Solitons, Breathers and Rogue Waves in Nonlinear Media

Abstract

In this thesis, the solutions of the Nonlinear Schrödinger equation (NLSE) and its hierarchy are studied extensively. In nonlinear optics, as the duration of optical pulses get shorter, in highly nonlinear media, their dynamics become more complex, and, as a modelling equation, the basic NLSE fails to explain their behaviour. Using the NLSE and its hierarchy, this thesis explains the ultra-short pulse dynamics in highly nonlinear media. To pursue this purpose, the next higher-order equations beyond the basic NLSE are considered; namely, they are the third order Hirota equation and the fifth order quintic NLSE. Solitons, breathers and rogue wave solutions of these two equations have been derived explicitly. It is revealed that higher order terms offer additional features in the solutions, namely, ‘Soliton Superposition’, ‘Breather Superposition’ and ‘Breather-to-Soliton’ conversion.

How robust are the rogue wave solutions against perturbations? To answer this question, two types of perturbative cases have been considered; one is odd-asymmetric and the other type is even-symmetric. For the odd-asymmetric perturbative case, combined Hirota and Sasa-Satsuma equations are considered, and for the latter case, fourth order dispersion and a quintic nonlinear term combined with the NLSE are considered. Indeed, this thesis shows that rogue waves survive these perturbations for specific ranges of parameter values.

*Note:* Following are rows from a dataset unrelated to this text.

PR #310, opened 2026-08-06
Bump to latest F*

gebner:
This adds a devcontainer for everparse, sorry if I missed an existing one.

This might also be the end of the road for F* 1/2 source file compatibility.  The new introduce/eliminate syntax doesn't work in F* 1 (neither does the interleaving probably).

### DIFF
--- a/.devcontainer/Dockerfile
+++ b/.devcontainer/Dockerfile
@@ -23,6 +23,9 @@ RUN apt-get update \
       tmux \
       rustup \
       dotnet-sdk-8.0 \
+      python3-venv \
+      clang \
+      cmake \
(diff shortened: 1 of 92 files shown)


tahina-pro:
Thanks a lot Gabriel!

I did not intend to keep full character-to-character compatibility between the two branches of EverParse. For instance, `fstar2` already had to cope with `FStar.Mul` gone. But such merely syntactic changes are totally fine.

Only for deeper proof changes on `fstar2`, I prefer to backport them to `master` as much as possible.  This way, I can maintain a small enough diff between `master` and `fstar2`.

The integrable Ablowitz-Ladik (AL) equation is the discrete counterpart of the NLSE. If the lattice spacing parameter goes to zero, the discrete AL becomes the continuous NLSE. Similar rules apply to their solutions. A list of corresponding solutions of the discrete Ablowitz-Ladik and the NLSE has been derived. Using associate Legendre polynomial functions, sets of solutions have been derived for the coupled Manakov equations, for both focusing and defocusing cases. They mainly explain partially coherent soliton (PCS) dynamics in Kerr-like media. Additionally, corresponding approximate solutions for two coupled NLSE and AL equations have been derived. For the shallow water case, closed form breathers, rational and degenerate solutions of the modified Kortweg-de Vries equation are also presented.